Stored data

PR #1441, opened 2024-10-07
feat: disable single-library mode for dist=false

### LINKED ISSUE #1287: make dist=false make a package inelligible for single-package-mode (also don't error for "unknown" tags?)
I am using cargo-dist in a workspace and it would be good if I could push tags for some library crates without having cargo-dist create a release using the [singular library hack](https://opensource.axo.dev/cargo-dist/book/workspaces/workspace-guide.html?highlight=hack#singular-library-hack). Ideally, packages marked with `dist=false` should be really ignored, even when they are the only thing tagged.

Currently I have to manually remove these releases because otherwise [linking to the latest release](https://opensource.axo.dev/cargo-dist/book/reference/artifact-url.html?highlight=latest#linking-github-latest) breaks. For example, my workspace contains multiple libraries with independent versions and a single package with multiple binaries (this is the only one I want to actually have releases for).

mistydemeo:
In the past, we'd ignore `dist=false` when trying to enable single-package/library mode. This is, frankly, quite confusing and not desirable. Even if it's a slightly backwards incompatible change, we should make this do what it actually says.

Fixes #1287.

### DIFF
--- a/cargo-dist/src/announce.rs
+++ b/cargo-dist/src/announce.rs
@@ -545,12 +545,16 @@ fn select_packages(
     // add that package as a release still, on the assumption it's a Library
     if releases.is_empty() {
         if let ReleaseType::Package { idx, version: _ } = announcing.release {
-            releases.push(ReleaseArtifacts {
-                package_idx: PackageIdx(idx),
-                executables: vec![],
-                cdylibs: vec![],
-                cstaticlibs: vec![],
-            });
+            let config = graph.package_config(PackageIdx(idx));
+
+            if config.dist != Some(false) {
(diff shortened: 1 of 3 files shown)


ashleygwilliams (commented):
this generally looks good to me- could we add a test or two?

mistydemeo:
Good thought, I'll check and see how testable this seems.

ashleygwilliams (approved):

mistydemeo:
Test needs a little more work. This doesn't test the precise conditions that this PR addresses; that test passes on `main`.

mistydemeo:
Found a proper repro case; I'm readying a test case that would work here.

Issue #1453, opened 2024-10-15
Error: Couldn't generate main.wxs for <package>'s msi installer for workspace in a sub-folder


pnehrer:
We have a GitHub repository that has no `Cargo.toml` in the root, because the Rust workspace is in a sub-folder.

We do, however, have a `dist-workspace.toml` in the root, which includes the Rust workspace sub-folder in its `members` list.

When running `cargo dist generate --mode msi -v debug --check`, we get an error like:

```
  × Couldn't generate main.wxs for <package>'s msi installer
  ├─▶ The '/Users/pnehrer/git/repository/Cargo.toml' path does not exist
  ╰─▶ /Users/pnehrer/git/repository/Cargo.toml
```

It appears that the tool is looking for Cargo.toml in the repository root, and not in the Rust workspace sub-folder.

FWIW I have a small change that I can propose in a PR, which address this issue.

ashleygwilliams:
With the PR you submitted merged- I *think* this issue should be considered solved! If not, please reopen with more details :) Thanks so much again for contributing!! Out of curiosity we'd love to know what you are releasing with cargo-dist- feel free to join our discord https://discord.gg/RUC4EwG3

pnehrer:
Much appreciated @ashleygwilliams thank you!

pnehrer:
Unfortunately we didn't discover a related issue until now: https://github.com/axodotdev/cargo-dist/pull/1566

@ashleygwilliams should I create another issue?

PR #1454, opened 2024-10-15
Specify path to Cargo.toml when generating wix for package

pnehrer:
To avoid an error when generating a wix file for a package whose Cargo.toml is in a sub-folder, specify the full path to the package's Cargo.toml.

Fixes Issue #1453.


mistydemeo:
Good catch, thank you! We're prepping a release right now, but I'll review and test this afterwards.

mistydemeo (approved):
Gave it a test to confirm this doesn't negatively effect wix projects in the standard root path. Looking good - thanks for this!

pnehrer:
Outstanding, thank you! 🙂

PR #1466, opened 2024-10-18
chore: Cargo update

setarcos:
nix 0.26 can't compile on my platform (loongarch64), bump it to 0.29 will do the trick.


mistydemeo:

...

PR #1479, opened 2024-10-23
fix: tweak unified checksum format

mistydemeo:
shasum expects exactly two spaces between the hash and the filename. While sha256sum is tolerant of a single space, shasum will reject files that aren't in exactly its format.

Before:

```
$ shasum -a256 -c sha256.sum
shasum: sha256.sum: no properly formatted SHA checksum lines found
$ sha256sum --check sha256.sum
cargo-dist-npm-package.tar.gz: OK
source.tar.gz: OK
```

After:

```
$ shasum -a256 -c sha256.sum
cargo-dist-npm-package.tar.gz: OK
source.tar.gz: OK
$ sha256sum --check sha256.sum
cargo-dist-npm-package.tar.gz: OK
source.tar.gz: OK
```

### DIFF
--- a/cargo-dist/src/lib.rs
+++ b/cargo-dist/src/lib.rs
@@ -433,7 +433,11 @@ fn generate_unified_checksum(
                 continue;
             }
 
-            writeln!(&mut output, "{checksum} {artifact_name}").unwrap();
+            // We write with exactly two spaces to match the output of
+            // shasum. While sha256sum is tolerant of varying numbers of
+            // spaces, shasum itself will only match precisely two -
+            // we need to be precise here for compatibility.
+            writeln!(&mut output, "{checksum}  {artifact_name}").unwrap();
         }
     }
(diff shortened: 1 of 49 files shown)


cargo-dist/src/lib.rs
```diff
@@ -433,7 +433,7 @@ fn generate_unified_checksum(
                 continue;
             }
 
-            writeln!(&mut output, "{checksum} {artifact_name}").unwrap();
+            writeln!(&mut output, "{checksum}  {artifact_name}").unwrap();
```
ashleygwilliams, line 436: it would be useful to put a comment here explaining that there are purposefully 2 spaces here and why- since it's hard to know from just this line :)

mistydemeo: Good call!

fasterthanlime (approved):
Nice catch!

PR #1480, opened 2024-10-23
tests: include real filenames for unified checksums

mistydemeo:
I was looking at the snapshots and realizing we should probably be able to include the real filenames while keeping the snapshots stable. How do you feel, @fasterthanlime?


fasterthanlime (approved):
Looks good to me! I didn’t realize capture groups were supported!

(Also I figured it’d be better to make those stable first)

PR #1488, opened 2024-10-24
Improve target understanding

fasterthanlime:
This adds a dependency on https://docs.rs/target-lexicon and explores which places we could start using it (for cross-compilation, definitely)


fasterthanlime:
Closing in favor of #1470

→ Task brief:
Copy every line of the entries in which "generating" can be found.

→ Answer to this problem:
Specify path to Cargo.toml when generating wix for package
To avoid an error when generating a wix file for a package whose Cargo.toml is in a sub-folder, specify the full path to the package's Cargo.toml.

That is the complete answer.